Canadian Physical Activity Guidelines
Canada’s new Physical Activity Guidelines, developed by the Canadian Society for Exercise Physiology (CSEP), are an excellent resource to help you make wise choices about physical activity. Choices that will improve your health, help prevent disease, and allow you to get the most out of life. Get active your way…at home, at work, at school, at play and on the way…everyday!! Click here to find out where you can get Physical Activity Guides for adults, older adults, children and youth
Canada's Physical Activity Guide to Healthy Active Living for Older Adults is based on sound scientific research and was produced with direct input from a panel of internationally-recognized academic advisors. In addition, an Advisory Committee comprised of older adults and representatives of seniors' and active living organizations oversaw the development of the Guide.

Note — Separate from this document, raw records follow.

PR #48, opened 2016-02-08
locust 0.7.2

fredsmith:


pwnage101:
can this be closed? it does not even bump locust, despite the title.

PR #50, opened 2016-03-01
Removed hardcoded username in config

tasawernawaz:
Removed hardcoded username in config, now we can pass it through command line parameters.


awais786:
:+1:

waheedahmed:
:+1:

PR #53, opened 2016-06-06
Upgrade numpy to it's latest version

muzaffaryousaf:
We need to upgrade this to keep the numpy versions in-sync across different repos. 
Platform PR: https://github.com/edx/edx-platform/pull/12444


muzaffaryousaf:
@nedbat @andy-armstrong Would you mind to give it a look.

muzaffaryousaf:
@andy-armstrong @nedbat Different version in this repo would't complaint about VersionConflict, Do you think we should update the version here ?

andy-armstrong:
@muzaffaryousaf I'm not sure. @tasawernawaz can you advise.

muzaffaryousaf:
We don't need to upgrade this one either.

PR #55, opened 2016-06-27
Update Discussion API Load Tests

robrap:
#This branch is mostly based on Wajeeha's branch jia/dapi_MA-2476, which was used for the last round of performance tests, so this is our de facto performance tests.  However, there are commits from this branch and from Chris Lee's branch clee/dapi (upon which this is based), that never made it to master.

This branch also adds a commit that I required to fix some references that allowed this to run for me locally like some of the other tests, and includes some initial docs for how this was run.

I need help determining the state of these commits and what we want.

Reviewers:
- [x] @BenjiLee 
- [x] @wajeeha-khalid 

Post-review
- [x] squash commits

PR #56, opened 2016-07-06
TNL-4937: Set up indexes for load testing.

robrap:
This can be used to set up indexes for load testing.  

I'm punting on the larger question of getting migrations set up in the comment service because we are considering a move to mysql.  Once this gets settled, we can determine whether this effort is warranted.

For now, this script is being added to the edx-load-tests repo so we can make progress on the performance testing that will help us make appropriate decisions.

FYI:
@ormsbee 
@dianakhuang 
@jibsheet 
@e0d


robrap:
@benpatterson @jzoldak: FYI: I set up this new PR and the single check was never set up.

robrap:
FYI: @BenjiLee

jzoldak:
@robrap what do you mean by the single check was never set up?

robrap:
@jzoldak: here is another pr for this repo with Travis CI check: https://github.com/edx/edx-load-tests/pull/55

I'll amend and push to see if it fixes.

jzoldak:
@robrap The travis config file for this repo is set up to only run tests for PRs that are against master. Since this is against your other branch, you would need to add that to the config. See [.travis.yml#L18](../blob/master/.travis.yml#L18).

robrap:
@jzoldak:  Cool.  Thank you for explaining.

robrap:
FYI: @tobz @pwnage101

PR #57, opened 2016-07-08
Change the default course_id

pwnage101:
This change allows ansible-provision-locust-master to work out of the box.

### DIFF
--- a/lms/lms.py
+++ b/lms/lms.py
@@ -25,7 +25,7 @@ class EdxAppTasks(AutoAuthTasks):
         """
         The complete id of the course we're configured to test with.
         """
-        return os.getenv('COURSE_ID', 'edX/DemoX/Demo_Course')
+        return os.getenv('COURSE_ID', 'course-v1:edX+DemoX+Demo_Course')
 
     @lazy
     def course_key(self):


jibsheet:
Do we need to update all the hardcoded problem blocks in the rest of the tests?
I assume this is for running against sandboxes vs the loadtest env (which still uses that old draft module and I would love for it to use split, but lots of other things need updating)

pwnage101:
Quoting Kevin Falcone (2016-07-08 16:25:06)
> Do we need to update all the hardcoded problem blocks in the rest of the tests?

It's possible, this only addresses the lms tests.  The other tests are broken for
various different reasons:

https://openedx.atlassian.net/wiki/display/ENG/State+of+Locust

> I assume this is for running against sandboxes vs the loadtest env (which still
> uses that old draft module and I would love for it to use split, but lots of
> other things need updating)

Correct.  Ah, I wasn't thinking of the loadtest env.  In that case I'd rather
not merge this because it would make it impossible to run tests against the
loadtest env since evironment variables are not currently configurable (unless
you shell in, set COURSE_ID, then re-run locust).

Troy

jibsheet:
I was referring to the lms tests, they have hardcoded blocks in there, I can find them on Monday if you're curious.

I would love the loadtest env to also use a split course (not a draft course) by default, I currently shell in, change the course ID and modify tests to use other blocks.  It's a PITA and not complete by any measure.

PR #58, opened 2016-07-21
implement settings interface

pwnage101:
This implements the helpers.settings module which abstracts all settings file
discovery and loading.  Settings files live under the top level
"settings_files" directory in yaml files.  The names of the settings files
correspond to the name of the test module.  E.g. ecommerce test settings are in
ecommerce.yml.

setup.py is introduced to help the settings module discover the settings files
(via the package_data paramter).

Additionally, all `__init__.py` files and relevant module imports are cleaned up
so that every test is invoked the same way (from the root of the repo, the way
that is described in README.md).

Note: this commit completely moves away from using environment variables for
test configuration.

Addresses PERF-352

Testing Done
========
So far, I've tested the following load tests:
* course_discovery
* course_import
* discussions_api
* enrollment
* lms
* csm
* teams_discussion

I skipped these for various reasons:
* credentials - generating JWTs (PERF-361)
* ecommerce - generating JWTs (PERF-361)
* programs - service being retired


pwnage101:
@cpennington @tobz @maxrothman

.pep8
```diff
@@ -2,4 +2,4 @@
 # E501: Line too long.
 # See: http://pep8.readthedocs.org/en/latest/intro.html#error-codes
 ignore=E501,E402
-exclude=.git,.pycharm_helpers
+exclude=.git,.pycharm_helpers,lib,src
```
cpennington: Why'd you add this exclusion?

course_discovery/locustfile.py
```diff
@@ -52,6 +57,9 @@ class CourseDiscoveryApiLocust(HttpLocust):
     def __init__(self):
         super(CourseDiscoveryApiLocust, self).__init__()
         self.client = LocustEdxRestApiClient(
-            config.COURSE_DISCOVERY_API_URL,
+            '%s%s' % (
```
cpennington: Nit: prefer `.format` to `%`.

cpennington:
High level question: Should we just be using https://docs.python.org/2/library/configparser.html?

cpennington:
Another high level question: Should whatever settings solution we end up with allow for specific values to be either injected via the commandline or environment variables, so that running the tests against a local server (for testing) doesn't require editing the yaml files?

cpennington:
(Or, put another way, what's the plan for loadtests against different environments? Have a separate set of yaml files somewhere that points to the loadtest environment?)

.pep8
pwnage101: In my local virtualenv, lib and src directories contained python files which failed the pep8 tests.  Various dependent libraries installed in the virtualenv, such as locust itself, contain poorly indented code, etc.

cpennington: Ah. I didn't think pep8 would pick up stuff in the virtualenvs. Was the virtualenv inside the repo?

pwnage101: The special virtualenv dirs are not checked-into the repo, but they do live in the repo if that's where the virtualenv gets created.

Having the load tests reorganized could allow us to point pep8 at them without special excludes (PERF-357 is this exactly).

pwnage101:
> High level question: Should we just be using
> https://docs.python.org/2/library/configparser.html?

AFAICT, configparser syntax supports strings only, but the settings files in this PR make use of numbers (integers), booleans, and lists of strings.  Which isn't to say that environment variables supported anything more than strings, but I consider these extra types an improvement since they help clarify and enforce data structure.

To be totally clear, I'm not dead set on yaml.  json was no-go because comments are unsupported, and honestly I hadn't considered much else.

pwnage101:
blehh, I totally skimmed over the RawConfigParser.getInt and getBoolean functions, so configparser does support integer and booleans.  No lists still, i think, but comma-delimited strings could become standardized via extension of the ConfigParser class.

cpennington:
To be clear, I'm not strictly opposed to using a yaml file either. I just tend to think the less we have to write ourselves for this sort of thing, the better.

pwnage101:
>Another high level question: Should whatever settings solution we end up with allow for specific values to be either injected via the commandline or environment variables, so that running the tests against a local server (for testing) doesn't require editing the yaml files?
>(Or, put another way, what's the plan for loadtests against different environments? Have a separate set of yaml files somewhere that points to the loadtest environment?)

One of my goals is to eliminate as many non-settings-file sources of input parameters as possible, so that the contents of the file can be used to determine how exactly the test was configured, just short of the code itself.

Given the code in the current PR, only one settings file path for a given test is acknowledged, so supporting multiple environments would require using symlinks for indirection (e.g. `settings_files/lms.py` -> `settings_files/<environment>/lms.py`), or just a straight copy (e.g. `cp settings_files/<environment>/lms.py settings_files`).

Regarding specifying custom settings files---I would like to do that, but there is no obvious way to pass custom options via locust command line arguments.  Also peeked into https://github.com/locustio/locust/blob/master/locust/main.py to see if there was an easy and reliable way to wrap the locust command to add custom command line arguments, but again nothing obvious to me.  I'm tempted to submit an issue to locustio/locust to start that discussion.

maxrothman:
Can you give me a little context on this? Does this relate to the configuration repo at all?

benpatterson:
@maxrothman I had advised @pwnage101 that you'd be a good reviewer for load test changes as someone that's made improvements on this repo and a member of the devops team fwiw

cpennington:
> One of my goals is to eliminate as many non-settings-file sources of input parameters as possible, so that the contents of the file can be used to determine how exactly the test was configured, just short of the code itself.

Is that the explicit goal? Or is the explicit goal repeatability, and this is the strategy to get to it? I guess I'm wondering whether we could allow more options for overriding, and just make sure that any reporting that happens during the test also includes the settings that were used (and, optimally, and exact commandline/config file to reproduce the test settings).

pwnage101:
Indeed, my explicit goal is repeatability.  Actually the code in this PR already spits out the inputs:

```
$ locust --host=https://pwnage101.sandbox.edx.org -f lms --no-web --clients=20 --hatch-rate=2
[2016-07-25 09:37:24,143] carbon/INFO/helpers.settings: using settings file: /home/tsankey/tmp/edx-load-tests/settings_files/lms.yml
[2016-07-25 09:37:24,145] carbon/INFO/helpers.settings: loaded the following settings:
{'COURSE_DATA': 'demo_course',
 'COURSE_ID': 'edX/DemoX/Demo_Course',
 'LOCUST_MAX_WAIT': 15000,
 'LOCUST_MIN_WAIT': 7500,
 'LOCUST_TASK_SET': 'LmsTest'}
[2016-07-25 09:37:24,145] carbon/INFO/locust.main: Starting Locust 0.7.3
[2016-07-25 09:37:24,145] carbon/INFO/locust.runners: Hatching and swarming 20 clients at the rate 2 clients/s...
[...]
```

Besides command line arguments (requires locust patch AFAICT) and shell environment variables, I'm not aware of any override mechanism which makes sense.  If it reads environment variables, I could just make it print a big warning that environment variables are being used.

pwnage101:
@maxrothman this is not related to the configuration repo, as it is not concerned with the edx platform directly. It's a change to the way individual load tests are configured.  See PERF-352 for more info.

pwnage101:
force-pushed the following updates:

* fix python syntax bugs
* use str.format instead of %
* make sure all locustfile.py files are not executable
* in helpers/settings.py use __name__ instead of __file__ for logger name

cpennington:
Ok, glad to see it printing out the config values.

Up to you how you want to proceed, at the moment. I'm fine with any of the solutions proposed so far, including the code as written.

course_import/locustfile.py
```diff
@@ -35,19 +27,23 @@ def on_start(self):
...
+        for i in xrange(settings.data['NUM_PARALLEL_COURSES']):
             self.create_course(i)
 
     def login(self):
         "Log in to CMS."
 
-        if BASIC_AUTH_CREDENTIALS:
-            self.client.auth = BASIC_AUTH_CREDENTIALS
+        if 'BASIC_AUTH_USER' in settings.data and \
+           settings.data['BASIC_AUTH_USER'] is not None:
```
cpennington: Nit: maybe just `if settings.data.get('BASIC_AUTH_USER') is not None`?

ecommerce/locustfile.py
```diff
@@ -1,10 +1,30 @@
...
+    'ECOMMERCE_ORDER_OFFSET',
+    'ECOMMERCE_ORDER_PREFIX',
+    'CYBERSOURCE_SECRET_KEY',
+    'LOCUST_TASK_SET',
+])
+
+# cleanup settings
+if settings.data.get('PAID_SKU') is None:
+    raise RuntimeError('A SKU corresponding to a paid course seat is' +
+                       'required to run load tests.')
```
cpennington: You don't need, this, right, since you're marking `PAID_SKU` as a required setting?

helpers/auto_auth_tasks.py
```diff
@@ -21,8 +14,13 @@ def __init__(self, *args, **kwargs):
...
         super(AutoAuthTasks, self).__init__(*args, **kwargs)
-        if BASIC_AUTH_CREDENTIALS:
-            self.client.auth = BASIC_AUTH_CREDENTIALS
+
+        basic_auth_credentials = (
+            settings.data.get('BASIC_AUTH_USER', None),
+            settings.data.get('BASIC_AUTH_PASS', None),
+        )
+        if basic_auth_credentials[0] is not None:
+            self.client.auth = basic_auth_credentials
```
cpennington: In other parts of the code, you've used the pattern:

    if settings.data.get('BASIC_AUTH_USER') is not None:
        self.client.auth = ...

It would be nice to be consistent across the tests.

helpers/settings.py
```diff
@@ -0,0 +1,55 @@
...
+
+    Anywhere you need to use the settings data, make sure the settings module
+    is imported, then use:
+
+      settings.data['SOMETHING']
+
+    """
+    global data
+
+    if 'data' in vars():
```
cpennington: This makes me a bit uncomfortable. You could get the same results by just putting `data` in the global scope, set to `None`, right?

pwnage101: Sorry, could you elaborate a bit more on this note?  Are you arguing to remove this check and just define the data variable immediately?

cpennington: I generally lean away from using `vars` to pull out the variables in scope. I'd prefer to let python do it for me. I'm thinking something like:

    data = None
    
    def init(...):
        global data
        
        if data is not None:
            raise RuntimeError(...)
        data = {...}

pwnage101: This does present a corner case: when the settings file is empty *and* settings gets initialized twice.  Fortunately this case is benign, so I'll incorporate it since it improves readability.

testing:
```
>>> from helpers import settings
>>> settings.data is None
True
>>> settings.init('lms.locustfile')
>>> settings.data
{'COURSE_ID': 'edX/DemoX/Demo_Course', 'COURSE_DATA': 'demo_course', 'LOCUST_MAX_WAIT': 15000, 'LOCUST_MIN_WAIT': 7500, 'LOCUST_TASK_SET': 'LmsTest'}
```

pwnage101:
Latest comments have been addressed.

Today I was finally able to test the discussion_api tests, and that was successful.  I wonder if I should keep testing the rest?  It isn't always straightforward to prepare the tests, but I am learning quite a bit by necessity.

pwnage101:
I've decided to skip testing the Programs and Credentials load tests because they require a change (request JWTs rather than generate them) which is out of the scope of this PR.  What's left to test:

*  course_discovery
*  course_import
*  csm
*  ecommerce

pwnage101:
Alright, seeking reviews again.  In summary:

* improved some of the default settings
* reverted settings implementation in the following load tests:
 * credentials - could not sufficiently test this service due to deprecated auth method (will address in PERF-361), so I'm not going to touch this load test.
 * ecommerce - same as above (see PERF-361).
 * programs - this service is being retired, not going to do anything with this load tests (see ECOM-4418).

As it is, the csm load test crashes because when it tries to load the `lms.envs` module from edx-platform, it first tries to load the local lms module (the LMS load tests) and settings gets doubly loaded which raises an exception.  I'd still like to merge my changes, then this will soon be addressed by reorganizing the load tests into a subdirectory via another PR.

@cpennington @tobz @maxrothman

cpennington:
:+1:

tobz:
👍 once merged w/ master tests pass.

A prototype was focus-tested with older adults and health providers and over 70 organizations with wide ranging expertise in issues facing older adults were consulted in the Guide's development.
The Older Adult Guide was officially launched to the general public on May 12, 1999 in Toronto at the Metro Central YMCA.
The release of the Older Adult Guide coincides with the United Nations declaration of 1999 as the International Year of Older Person (IYOP), recognizing the increasing proportion of older adults in the world's population and the special significance of this unique demographic shift.
Both the Guide and its companion Handbook are colourful, lively and easy to read. A rainbow of activities is presented to help you choose activities that are right for you. The Guide serves as a road map for older adults - explaining why physical activity is important, offering tips, and easy ways to increase your level of physical activity, and stating how much is needed to maintain good health and improved quality of living later in life. The Handbook also provides lots of tips and suggestions to help you get started, encouraging you to start slowly and build up as your health improves.